Not long ago I noticed The Jayhawks 1997, transitional, album, Sound of Lies, was out of print, which surprised the hell out of me.

Like many “transitional” albums, Sound of Lies is (literally) the sound of a band re-grouping and re-defining themselves after the exit of founding, and key, member Mark Olson. Below, Drunkard pal, and blogger, J. Neas re-visits the LP, and not surprisingly deems it an often overlooked neo-classic.

Partnerships in art are a fickle business. Creativity is often bolstered by the idea-editing of working with a sympathetic, but critical, similarly minded person. At the same time, the frustration can build as conflicts become inevitable. In indie-rock we’ve seen it happen a dozen times – Jay Farrar and Jeff Tweedy, J. Mascis and Lou Barlow, even recently with Jason Isbell’s departure from the Drive-by Truckers. Stuff happens. But how do bands that have built themselves so firmly around the dynamics of more-than-one deal with the aftermath? If you’re Gary Louris, you plow ahead and make one of the most challenging and forward thinking albums you’ll ever record.

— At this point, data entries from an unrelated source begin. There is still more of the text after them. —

PR #743, opened 2024-06-21
Add dispatch for Observable{AbstractDimArray} for plot!

felixcremer:
This adds a dispatch to plot! function for Observable{AbstractDimArray} to be able to also plot these.
This is not done yet, it would need the same dispatch also for the plot function and it needs some tests

### DIFF
--- a/ext/DimensionalDataMakie.jl
+++ b/ext/DimensionalDataMakie.jl
@@ -62,7 +62,7 @@ end
 for (f1, f2) in _paired(:plot => :scatter, :scatter, :lines, :scatterlines, :stairs, :stem, :barplot, :waterfall)
     f1!, f2! = Symbol(f1, '!'), Symbol(f2, '!')
     docstring = """
-        $f1(A::AbstractDimArray{<:Any,1}; attributes...)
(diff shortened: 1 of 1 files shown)


ext/DimensionalDataMakie.jl
```diff
@@ -161,6 +161,14 @@ for (f1, f2) in _paired(:plot => :heatmap, :heatmap, :image, :contour, :contourf
             # No ColourBar in the ! in-place versions
             return Makie.$f2!(axis, args...; attributes...)
         end
+        function Makie.$f1!(axis, A::Observable{<:AbstractDimMatrix};
```
rafaqz, line 164: Maybe also change all the ones above to also use `AbstractDimMatrix` for consistency, maybe it didn't exist back then...

rafaqz (approved):

ext/DimensionalDataMakie.jl
felixcremer: I changed them to AbstractDimMatrix and AbstractDimVector in the whole file.

PR #744, opened 2024-06-21
hack to fix stable links

lazarusA:
@rafaqz this uses some code from makie, which fixes their `stable` links issues. Let's see if also works here.


rafaqz:
Ahh thanks, wans't sure what to do about that

lazarusA:
we need a new tag. Maybe doing a dummy one, or just wait for a new release 😄 .

rafaqz:
Should I just merge?

PR #756, opened 2024-08-02
fixes leftovers from conflicts

lazarusA:
this should fix the annoying HEAD text in the groupby docstring.


felixcremer (commented):
Looks good to me

felixcremer (approved):

PR #757, opened 2024-08-02
do first and last instead

lazarusA:
do fist and last instead.


felixcremer (approved):
Looks good to me. This would enable OffsetArray lookups to plot correctly.

rafaqz (approved):

rafaqz (approved):

PR #1932, opened 2025-03-06
enhance: generate thread names based on first message

thedadams:
This change will generate a thread name for all user threads that don't
have names. This will be done by running a task that will generate a
short (1 to 5 words), identifying description for this conversation that
reflects the conversation's theme or tone.


pkg/storage/apis/obot.obot.ai/v1/thread.go
```diff
@@ -28,7 +28,7 @@ func (in *Thread) IsUserThread() bool {
 }
 
 func (in *Thread) IsProjectThread() bool {
-	return in.IsProjectBased() && in.Spec.Project
+	return in.Spec.Project
```
thedadams, line 31: `IsProjectBased()` also checks the `Spec.Project` field, so this was redundant.

ibuildthecloud (approved):

iwilltry42 (approved):

PR #1934, opened 2025-03-06
feat: add azure key vault encryption

g-linville:
See my video in Slack for a demo of this.

### DIFF
--- a/pkg/credstores/credstore.go
+++ b/pkg/credstores/credstore.go
@@ -18,6 +18,9 @@ import (
 type Options struct {
 	AWSKMSKeyARN         string
 	GCPKMSKeyURI         string
+	AzureKeyVaultName    string
+	AzureKeyName         string
+	AzureKeyVersion      string
 	EncryptionProvider   string
 	EncryptionConfigFile string
 }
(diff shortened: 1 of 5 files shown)


drpebcak (approved):

pkg/credstores/credstore.go
```diff
@@ -82,6 +94,45 @@ func Init(ctx context.Context, toolRegistries []string, dsn string, opts Options
...
+func setUpAzureKeyVault(ctx context.Context, keyvaultName, keyName, keyVersion, configFile string) error {
+	if keyvaultName == "" || keyName == "" || keyVersion == "" {
+		return fmt.Errorf("missing Azure Key Vault configuration")
+	}
+
+	if err := os.Setenv("GPTSCRIPT_ENCRYPTION_CONFIG_FILE", configFile); err != nil {
+		return fmt.Errorf("failed to set GPTSCRIPT_ENCRYPTION_CONFIG_FILE: %w", err)
+	}
+
+	if err := os.WriteFile("/tmp/azure.json", []byte(`{"useManagedIdentityExtension": true}`), 0600); err != nil {
```
thedadams, line 106: Does it make sense to use `os.CreateTemp` instead of create a named temporary file?

thedadams (approved):

pkg/credstores/credstore.go
g-linville: I think it's fine as it is. This is really only meant to be run in the container inside an Azure VM, so there's not gonna be a file already there.

PR #1965, opened 2025-03-07
chore: change the config setup via environment variables in the helm chart

iwilltry42:
By switching the naming in the values.yaml to the env var names, we can drop quite a bit of templating and have the generated secret and the existingSecret behave the same.

Slack Thread: https://acorn-io.slack.com/archives/C03FU91U4SX/p1740643210636069

issue: https://github.com/obot-platform/obot/issues/1966


chart/Chart.yaml
```diff
@@ -1,5 +1,5 @@
 apiVersion: v2
 name: obot
 description: A Helm chart for Obot
-version: 0.1.0
+version: 0.1.1
```
drpebcak: no need to update this, the version is set dynamically when we do a release of obot.

drpebcak (changes requested):

thedadams (approved):
It looks good after Taylor's comment is addressed.

drpebcak:
I'll merge this later after I update the terraform and stuff to account for the new values

Issue #1831, opened 2025-02-21
Allow for uploading  workspace files > 8MB size.


sangee2004:
We now supports for creating posts with audio/video files from workspace files - https://github.com/obot-platform/obot/issues/1682.

It would be good to be able to upload larger audio/video files to workspace files . Currently  we are allowed to upload a maximum of 8MB size files.

thedadams:
The limit was bumped to 100MB.

shweta8996:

Sound of Lies, I’m sure, had a lot of people nervous. Founding-member Mark Olson’s amicable departure following Tomorrow the Green Grass was, for understandable reasons, of some concern to fans of the Jayhawks. For those fans, their fears would be born out in Sound of Lies, but these are the same fans that may have felt that the holding-pattern of Tomorrow the Green Grass was an acceptable outcome for a band that had just come off of producing the sublimely perfect Hollywood Town Hall. As much as a good album by the Jayhawks is still a great record by almost any measure, it just wasn’t that exciting. And bear in mind that, while music is not a competition (enter snarky comment HERE), Wilco had seriously upped the ante the previous year with the double-disc Being There, a sprawling masterwork that took the all-encompassing alt-country genre as its base and then went off in some seriously wicked directions all its own. If anyone was going to care about the Jayhawks anymore, it was time for a change.

Sound of Lies opening three songs take a little over 15 minutes to go past and half of the album’s 12 songs either pass or come very close to five minutes in length. So what did they do with the extra space? This is dark, orchestrated, classicist pop. Opener “The Man Who Loved Life” builds to a soaring, troubling chorus that belies the lyrics within. Followed by the strangely heavy “Think About It” (what that song must have sounded like live, jeez) and the soft, sadly wistful “Trouble,” the songs are engaging, despite their length and melancholic tone.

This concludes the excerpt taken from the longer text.